Kids and Honesty
Why do kids lie? In my experience, kids lie for a variety of reasons. The most popular reasons are to avoid getting in trouble with adult authority figures or to make themselves sound better than they truly are. What I find especially intriguing is the flimsy lies that children think we’ll accept. You can catch a child in the same lie time and time again, and they will still concoct the same lie in order to avoid your ire.
These days, I have little confidence in what my kids tell me. They lie. No details here, but trust me, they do. Most of the time it’s to avoid what they are sure will be my ire. They think I’ll be mad about a bad grade. They’re sure I’ll yell because they didn’t take their medication. Again.

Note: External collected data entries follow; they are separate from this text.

PR #5886, opened 2023-12-03
Waveshare: support red and black on EDP_7in5b_V2

### LINKED ISSUE #239: Support for  Waveshare Three-color E-Ink Displays

References #77. 
I've got Waveshare's 3-color e-ink display and it would be nice to have some support for them.

**Additional context**

twisterss:

- Add support of multiple colors to `WaveshareEPaper` class
- Create class `WaveshareEPaperPolled`, which inherits from `WaveshareEPaper` and uses a small state machine to avoid blocking waits (especially important for big screens that need more than 10s to refresh)
- Create class `WaveshareEPaper7In5BV2`, which inherits from `WaveshareEPaperPolled` and implements support for red and black on display `EDP_7in5b_V2` (7.5 inches with a v3 sticker on the back, based on the demo code here: https://www.waveshare.com/wiki/7.5inch_e-Paper_HAT_(B)_Manual#ESP32.2F8266 )

## Types of changes

- [ ] Other

**Related issue or feature (if applicable):** fixes https://github.com/esphome/feature-requests/issues/239
The issue seems to discuss different screen types, this PR adds support only for one type, not sure it will work for all.

## Test Environment

- [x] ESP32
- [ ] ESP32 IDF
- [ ] ESP8266
- [ ] RP2040
- [ ] BK72xx
- [ ] RTL87xx

```yaml
display:
  - platform: waveshare_epaper
    id: epaper
    cs_pin: 15
    dc_pin: 27
    busy_pin:
      number: 25
      inverted: True
    reset_pin: 26
    reset_duration: 2ms
    model: 7.50in-bv2-rb
```

## Checklist:

### DIFF
--- a/esphome/components/waveshare_epaper/display.py
+++ b/esphome/components/waveshare_epaper/display.py
@@ -24,6 +24,9 @@ WaveshareEPaper = waveshare_epaper_ns.class_("WaveshareEPaper", WaveshareEPaperB
 WaveshareEPaperBWR = waveshare_epaper_ns.class_(
     "WaveshareEPaperBWR", WaveshareEPaperBase
 )
+WaveshareEPaperPolled = waveshare_epaper_ns.class_(
+    "WaveshareEPaperPolled", WaveshareEPaper
+)
 WaveshareEPaperTypeA = waveshare_epaper_ns.class_(
     "WaveshareEPaperTypeA", WaveshareEPaper
 )
@@ -98,6 +101,9 @@ WaveshareEPaper13P3InK = waveshare_epaper_ns.class_(
     "WaveshareEPaper13P3InK", WaveshareEPaper
 )
 GDEW0154M09 = waveshare_epaper_ns.class_("GDEW0154M09", WaveshareEPaper)
+WaveshareEPaper7In5BV2 = waveshare_epaper_ns.class_(
+    "WaveshareEPaper7In5BV2", WaveshareEPaperPolled
+)
 
 WaveshareEPaperTypeAModel = waveshare_epaper_ns.enum("WaveshareEPaperTypeAModel")
 WaveshareEPaperTypeBModel = waveshare_epaper_ns.enum("WaveshareEPaperTypeBModel")
@@ -128,6 +134,7 @@ MODELS = {
     "5.83inv2": ("b", WaveshareEPaper5P8InV2),
     "7.50in": ("b", WaveshareEPaper7P5In),
     "7.50in-bv2": ("b", WaveshareEPaper7P5InBV2),
+    "7.50in-bv2-rb": ("b", WaveshareEPaper7In5BV2),
     "7.50in-bv3": ("b", WaveshareEPaper7P5InBV3),
     "7.50in-bc": ("b", WaveshareEPaper7P5InBC),
     "7.50inv2": ("b", WaveshareEPaper7P5InV2),
--- a/esphome/components/waveshare_epaper/waveshare_epaper.cpp
+++ b/esphome/components/waveshare_epaper/waveshare_epaper.cpp
@@ -3034,51 +3034,51 @@ void WaveshareEPaper13P3InK::dump_config() {
 
 void WaveshareEPaperPolled::update() {
   this->do_update_();
-  if (this->state_ == State::sleeping) {
-    this->set_state_(State::update_requested);
+  if (this->state_ == State::SLEEPING) {
+    this->set_state_(State::UPDATE_REQUESTED);
   }
 }
 
 void WaveshareEPaperPolled::loop() {
   switch (this->state_) {
-    case State::sleeping:
+    case State::SLEEPING:
       break;
-    case State::update_requested:
+    case State::UPDATE_REQUESTED:
       this->reset_pin_->digital_write(false);
-      this->set_state_(State::resetting);
+      this->set_state_(State::RESETTING);
       break;
-    case State::resetting:
+    case State::RESETTING:
       if (millis() - this->last_state_change_ >= this->reset_duration_) {
         this->reset_pin_->digital_write(true);
-        this->set_state_(State::initializing);
+        this->set_state_(State::INITIALIZING);
       }
       break;
-    case State::initializing:
+    case State::INITIALIZING:
       if (millis() - this->last_state_change_ >= 200) {
         this->power_on();
-        this->set_state_(State::powering_on);
+        this->set_state_(State::POWERING_ON);
       }
       break;
-    case State::powering_on:
+    case State::POWERING_ON:
       if (millis() - this->last_state_change_ >= 100 && (!this->busy_pin_ || !this->busy_pin_->digital_read())) {
         this->configure();
-        this->set_state_(State::configuring);
+        this->set_state_(State::CONFIGURING);
       }
       break;
-    case State::configuring:
+    case State::CONFIGURING:
       this->display();
-      this->set_state_(State::displaying);
+      this->set_state_(State::DISPLAYING);
       break;
-    case State::displaying:
+    case State::DISPLAYING:
       if (millis() - this->last_state_change_ >= 200 && (!this->busy_pin_ || !this->busy_pin_->digital_read())) {
         this->power_off();
-        this->set_state_(State::powering_off);
+        this->set_state_(State::POWERING_OFF);
       }
       break;
-    case State::powering_off:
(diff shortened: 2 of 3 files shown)


esphome/components/waveshare_epaper/waveshare_epaper.cpp
```diff
@@ -129,26 +129,37 @@ void WaveshareEPaper::update() {
...
-  for (uint32_t i = 0; i < this->get_buffer_length_(); i++)
-    this->buffer_[i] = fill;
+  uint32_t offset = 0;
+  for (const auto &buf_color : this->get_supported_colors()) {
+    // A bit set to 1 means color is off
+    uint8_t value = 0x00;
+    if (color != buf_color) {
+      value = 0xFF;
+    }
+    for (uint32_t i = 0; i < (this->get_width_internal() * this->get_height_internal()) / 8u; i++) {
```
lougovsk, line 178: I wonder wouldn't it make sense to move the color mapping to the display function and rather fill the buffer_ array in a slightly different way. One could use bit-wise color coding here  meaning 
black: 1
red: 1<<1
-- potential further colors e.g. in 7color version---
green 1<<2
....
This trick would allow to keep size of buffer_ fixed (~xres*yres)
Of course this means that the display function would iterate over the same array n times (where n is number of supported colors) and apply mask and get actual color value there and send it to the display.

twisterss: Indeed it would be nice but it’s not possible with the current implementation because it is already optimal (it uses one bit per pixel, not one byte). So we need more space to store multiple colors. 

What could be done would be to have a different layout, but it would use the same array size. The implementation in this PR is:
B0 B1 B2 B3 R0 R1 R2 R3
we could use instead:
B0 R0 B1 R1 B2 R2 B3 R3
(B0 meaning color black on pixel 0)

It might allow some optimizations, but would use the exact same space.

lougovsk: Ah true. Sorry. After digging into the implementation I see what you mean. 
Regarding the color ordering I would say the current  implementation makes more sense.  Since it is easier to add new colors.

esphome/components/waveshare_epaper/waveshare_epaper.cpp
```diff
@@ -2129,5 +2147,164 @@ void WaveshareEPaper2P13InDKE::set_full_update_every(uint32_t full_update_every)
...
+  this->data(0x00);
+  this->data(0x00);
+  this->data(0x00);
+  this->data(0x00);
+}
+
+void HOT WaveshareEPaper7In5BV2::display() {
+  uint32_t buf_len = this->get_buffer_length_();
+  // COMMAND DATA START TRANSMISSION NEW DATA
+  this->command(0x10);
```
lougovsk, line 3169: I guess here you send COLOR_ON data in the first loop
Then change the color to red and send the second part of the buffer which corresponds to red pixels?
Is it so?

twisterss: Yes that's the idea. To be clear, I don't know exactly what each of the command does (0x10, 0x92, 0x13), but I know it's the right sequence to send pixels to the display because it's mimicked from the example code provided by WaveShare.

Also an important thing to note is that the pixel values for the red layer are flipped (`~this->buffer_[i]`)

lougovsk: So I've taken a look at [waveshare implementation](https://github.com/waveshareteam/e-Paper/blob/6db502f3dd3a8a5760ea127cf1d142195165f64c/RaspberryPi_JetsonNano/c/lib/e-Paper/EPD_7in5b_V2.c#L213) . They actually don't use 0x92 command, which seems to perform a partial update. Have you tried without it? 

this->command(0x12); does display refresh 
but according to https://github.com/waveshareteam/e-Paper/blob/6db502f3dd3a8a5760ea127cf1d142195165f64c/RaspberryPi_JetsonNano/c/lib/e-Paper/EPD_7in5b_V2.c#L92 we also it claims that one needs 
 DEV_Delay_ms(100);	        //!!!The delay here is necessary, 200uS at least!!!

twisterss: Indeed I realize I did not link to the right reference. I used the library provided by waveshare for the esp32, found here: https://files.waveshare.com/upload/5/50/E-Paper_ESP32_Driver_Board_Code.7z
The relevant file is esp32-waveshare-epd/src/utility/EPD_7in5b_V2.cpp . Here is the display function: 
```cpp
void EPD_7IN5B_V2_Display(const UBYTE *blackimage, const UBYTE *ryimage)
{
    UDOUBLE Width, Height;
    Width =(EPD_7IN5B_V2_WIDTH % 8 == 0)?(EPD_7IN5B_V2_WIDTH / 8 ):(EPD_7IN5B_V2_WIDTH / 8 + 1);
    Height = EPD_7IN5B_V2_HEIGHT;

 //send black data
    EPD_7IN5B_V2_SendCommand(0x10);
    for (UDOUBLE j = 0; j < Height; j++) {
        for (UDOUBLE i = 0; i < Width; i++) {
            EPD_7IN5B_V2_SendData(blackimage[i + j * Width]);
        }
    }
    EPD_7IN5B_V2_SendCommand(0x92); 

    //send red data
    EPD_7IN5B_V2_SendCommand(0x13);
    for (UDOUBLE j = 0; j < Height; j++) {
        for (UDOUBLE i = 0; i < Width; i++) {
            EPD_7IN5B_V2_SendData(~ryimage[i + j * Width]);
        }
    }
    EPD_7IN5B_V2_TurnOnDisplay();
}
```
Anyway I tried without the 0x92 command as you suggested and it works. I'll remove it.

About the delay after command 0x12: indeed it is required. And it is done in my code through the state machine here: 
```cpp
      this->display();
      this->set_state_(State::DISPLAYING);
      break;
    case State::DISPLAYING:
      if (millis() - this->last_state_change_ >= 200 && (!this->busy_pin_ || !this->busy_pin_->digital_read())) {
        this->power_off();
        this->set_state_(State::POWERING_OFF);
      }
      break;
```

I replaced all delays by asynchronous state changes to avoid long busy waits blocking the device (the refresh is slow, so that would trigger the watchdog)

ser:
we want this please merge :)

Freighter:
This Update is highly recomended and demanded by ePaper Users.
Hope the Issue with permanent powering the epaper will be solved soon, cause the bleeding in high light conditions can do serious damage to the displays. but first things first. This is a more important upstream. 

You all do a pretty good job on this. Keep up the awesome work !

clydebarrow:
if you want this reviewed, you'll need to resolve the conflicts.

twisterss:
Hi,
sorry I missed the requested changes on this PR.
I resolved the conflicts. It was a bit challenging because a change adding Black and Red support in a slightly different way was merged.

Here is what I did:
* I removed WaveshareEPaperBase because WaveshareEPaper just supports one or multiple colors directly depending on the value of get_supported_colors().
* WaveshareEPaperBWR simply overrides get_supported_colors() to support two colors

esphome/components/waveshare_epaper/display.py
```diff
@@ -98,6 +101,9 @@
     "WaveshareEPaper13P3InK", WaveshareEPaper
 )
 GDEW0154M09 = waveshare_epaper_ns.class_("GDEW0154M09", WaveshareEPaper)
+WaveshareEPaper7In5BV2 = waveshare_epaper_ns.class_(
+    "WaveshareEPaper7In5BV2", WaveshareEPaperPolled
+)
```
jesserockz, line 106: Please follow the naming scheme that is already used
```suggestion
WaveshareEPaper7P5InBV2RB = waveshare_epaper_ns.class_(
    "WaveshareEPaper7P5InBV2RB", WaveshareEPaperPolled
)
```

esphome/components/waveshare_epaper/waveshare_epaper.h
```diff
@@ -7,9 +7,9 @@
 namespace esphome {
 namespace waveshare_epaper {
 
-class WaveshareEPaperBase : public display::DisplayBuffer,
```
jesserockz, line 10: Such a big change should be made independently of adding new display models

jesserockz (changes requested):

swoboda1337:
Stale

I do get mad. I yell. I get on them about what they do. For example, I’ll get a report from my child about a spectacular performance on a test. I’ll ask about the other test they were studying for. That test, they explain, has yet to be returned to them. They got a good grade. They’ll even tell me the grade. Inevitably I’ll get an email from the teacher, or I’ll contact the teacher to follow up on this mystery test. The test was returned the day previous, he says. Your child did very poorly, he says. Additionally, your child is behind in homework, which is hurting the overall grade.
Dad: “Why didn’t you tell me about the test?”
Child: “I thought you would be mad.”
Dad: “When you’ve brought me poor test grades before, did I get mad, or did I offer to help you study?”
Child: “You helped me study.”
Dad: “Where is the test?”
Child: “I don’t know.”
Dad: “You threw it away, didn’t you?”
Child: “I lost it.”
Dad: “Uh huh. So how can I help you study, when you don’t have the test?”
If I had a nickel (or a copy of a failed test) for every time I’ve had this conversation, I’d be rich. OK, I’d be happy. Happier. Should I expect it? I guess not. It’s a fact of life. Kids need to find out what they can do, what they can’t do, and where to draw the line. They need to accept responsibility for their actions, which is a very mature attitude. Most adults have trouble with this. I know it’s never been easy for me. I have to work at it every day.
I wonder how my mother kept her sanity, because as I see my children acting in this way, I recall that I was much the same. I must have frayed her nerves in a terrible way. God grant us all serenity, for we need it.